# Problem details
Your job with the data below is to output exactly the lines from the one holding "## Risk Assessment" down to the one holding "--- a/src/renderer/wg_engine/tvgWgRenderData.cpp", both included, and no others.

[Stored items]
═══
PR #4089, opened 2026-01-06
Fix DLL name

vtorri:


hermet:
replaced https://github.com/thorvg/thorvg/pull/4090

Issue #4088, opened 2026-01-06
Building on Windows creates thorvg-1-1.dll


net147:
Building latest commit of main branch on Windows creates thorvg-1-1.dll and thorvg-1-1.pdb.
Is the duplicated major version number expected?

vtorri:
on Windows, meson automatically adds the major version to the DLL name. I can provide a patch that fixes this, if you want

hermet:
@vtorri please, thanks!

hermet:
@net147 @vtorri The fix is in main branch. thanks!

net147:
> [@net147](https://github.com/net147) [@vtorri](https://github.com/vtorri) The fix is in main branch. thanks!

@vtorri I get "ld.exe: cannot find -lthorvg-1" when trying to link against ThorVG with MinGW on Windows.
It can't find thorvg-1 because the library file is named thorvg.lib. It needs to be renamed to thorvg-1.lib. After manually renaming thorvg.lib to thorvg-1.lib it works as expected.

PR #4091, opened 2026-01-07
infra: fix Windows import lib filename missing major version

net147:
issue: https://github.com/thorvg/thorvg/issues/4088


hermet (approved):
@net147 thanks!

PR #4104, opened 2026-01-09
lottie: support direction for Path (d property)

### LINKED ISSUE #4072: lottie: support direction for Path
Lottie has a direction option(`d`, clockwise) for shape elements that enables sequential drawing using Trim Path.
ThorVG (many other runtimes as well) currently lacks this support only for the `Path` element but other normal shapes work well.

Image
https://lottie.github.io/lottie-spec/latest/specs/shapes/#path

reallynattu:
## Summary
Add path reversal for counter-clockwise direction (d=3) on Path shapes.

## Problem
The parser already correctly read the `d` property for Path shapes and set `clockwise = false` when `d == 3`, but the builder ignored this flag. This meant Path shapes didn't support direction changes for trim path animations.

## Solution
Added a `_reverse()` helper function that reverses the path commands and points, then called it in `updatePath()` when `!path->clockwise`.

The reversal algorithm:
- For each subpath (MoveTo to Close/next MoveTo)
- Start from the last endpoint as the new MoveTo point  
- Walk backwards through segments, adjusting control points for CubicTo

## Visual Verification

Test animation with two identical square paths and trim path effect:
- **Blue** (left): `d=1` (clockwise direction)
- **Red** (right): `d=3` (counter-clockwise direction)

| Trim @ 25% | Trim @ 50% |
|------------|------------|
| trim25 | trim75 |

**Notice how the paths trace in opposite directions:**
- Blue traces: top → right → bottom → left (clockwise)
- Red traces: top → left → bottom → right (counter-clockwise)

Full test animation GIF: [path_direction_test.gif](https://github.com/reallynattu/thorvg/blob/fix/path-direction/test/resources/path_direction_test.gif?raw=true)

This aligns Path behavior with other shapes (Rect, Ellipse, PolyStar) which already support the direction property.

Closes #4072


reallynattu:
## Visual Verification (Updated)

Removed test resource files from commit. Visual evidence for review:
═══
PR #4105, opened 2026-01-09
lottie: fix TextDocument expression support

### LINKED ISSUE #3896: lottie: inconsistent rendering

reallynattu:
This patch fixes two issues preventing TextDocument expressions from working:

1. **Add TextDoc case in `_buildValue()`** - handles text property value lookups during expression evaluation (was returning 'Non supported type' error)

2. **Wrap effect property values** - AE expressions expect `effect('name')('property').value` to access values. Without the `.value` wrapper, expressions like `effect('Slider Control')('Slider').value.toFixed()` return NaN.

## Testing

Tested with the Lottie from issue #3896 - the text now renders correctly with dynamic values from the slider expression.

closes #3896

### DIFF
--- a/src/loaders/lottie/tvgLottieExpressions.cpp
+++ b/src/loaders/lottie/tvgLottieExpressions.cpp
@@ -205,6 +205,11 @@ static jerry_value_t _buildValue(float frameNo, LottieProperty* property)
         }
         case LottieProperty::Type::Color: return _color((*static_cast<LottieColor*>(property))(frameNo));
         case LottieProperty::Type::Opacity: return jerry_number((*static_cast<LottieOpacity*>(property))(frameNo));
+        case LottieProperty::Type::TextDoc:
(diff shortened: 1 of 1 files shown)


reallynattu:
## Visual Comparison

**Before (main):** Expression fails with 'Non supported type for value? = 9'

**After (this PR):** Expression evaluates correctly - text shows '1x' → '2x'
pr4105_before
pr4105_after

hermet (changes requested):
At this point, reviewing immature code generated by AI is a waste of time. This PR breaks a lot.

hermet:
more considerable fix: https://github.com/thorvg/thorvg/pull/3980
═══
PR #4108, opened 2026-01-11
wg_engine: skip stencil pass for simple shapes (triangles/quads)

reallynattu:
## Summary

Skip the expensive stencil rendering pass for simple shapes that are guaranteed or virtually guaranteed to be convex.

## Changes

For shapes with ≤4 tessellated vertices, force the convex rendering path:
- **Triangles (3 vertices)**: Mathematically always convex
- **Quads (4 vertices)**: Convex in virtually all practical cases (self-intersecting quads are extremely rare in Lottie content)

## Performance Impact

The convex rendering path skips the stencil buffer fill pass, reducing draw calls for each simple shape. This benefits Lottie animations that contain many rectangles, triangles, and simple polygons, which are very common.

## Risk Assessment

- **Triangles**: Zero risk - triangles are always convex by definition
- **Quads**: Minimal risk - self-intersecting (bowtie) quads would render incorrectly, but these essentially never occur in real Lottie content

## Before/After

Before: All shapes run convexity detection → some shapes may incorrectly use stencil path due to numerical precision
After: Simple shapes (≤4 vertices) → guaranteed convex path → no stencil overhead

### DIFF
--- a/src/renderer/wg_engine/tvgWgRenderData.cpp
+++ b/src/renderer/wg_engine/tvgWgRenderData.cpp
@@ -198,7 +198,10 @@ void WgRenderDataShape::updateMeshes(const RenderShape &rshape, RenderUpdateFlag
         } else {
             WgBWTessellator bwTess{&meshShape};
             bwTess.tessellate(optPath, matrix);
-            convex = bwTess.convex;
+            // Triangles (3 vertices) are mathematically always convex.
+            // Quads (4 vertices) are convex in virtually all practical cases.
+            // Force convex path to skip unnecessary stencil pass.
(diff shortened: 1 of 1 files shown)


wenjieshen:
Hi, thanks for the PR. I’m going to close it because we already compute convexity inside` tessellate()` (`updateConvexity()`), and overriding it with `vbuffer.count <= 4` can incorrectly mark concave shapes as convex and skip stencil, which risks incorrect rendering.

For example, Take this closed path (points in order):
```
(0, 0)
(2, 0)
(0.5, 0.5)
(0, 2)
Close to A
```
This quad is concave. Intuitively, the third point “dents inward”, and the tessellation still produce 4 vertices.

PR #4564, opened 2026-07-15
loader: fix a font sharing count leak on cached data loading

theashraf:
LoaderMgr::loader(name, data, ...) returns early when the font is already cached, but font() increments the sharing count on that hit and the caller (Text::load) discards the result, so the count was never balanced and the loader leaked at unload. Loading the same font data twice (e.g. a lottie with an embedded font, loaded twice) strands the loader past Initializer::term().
═══
# Worked solution
## Risk Assessment

- **Triangles**: Zero risk - triangles are always convex by definition
- **Quads**: Minimal risk - self-intersecting (bowtie) quads would render incorrectly, but these essentially never occur in real Lottie content

## Before/After

Before: All shapes run convexity detection → some shapes may incorrectly use stencil path due to numerical precision
After: Simple shapes (≤4 vertices) → guaranteed convex path → no stencil overhead

### DIFF
--- a/src/renderer/wg_engine/tvgWgRenderData.cpp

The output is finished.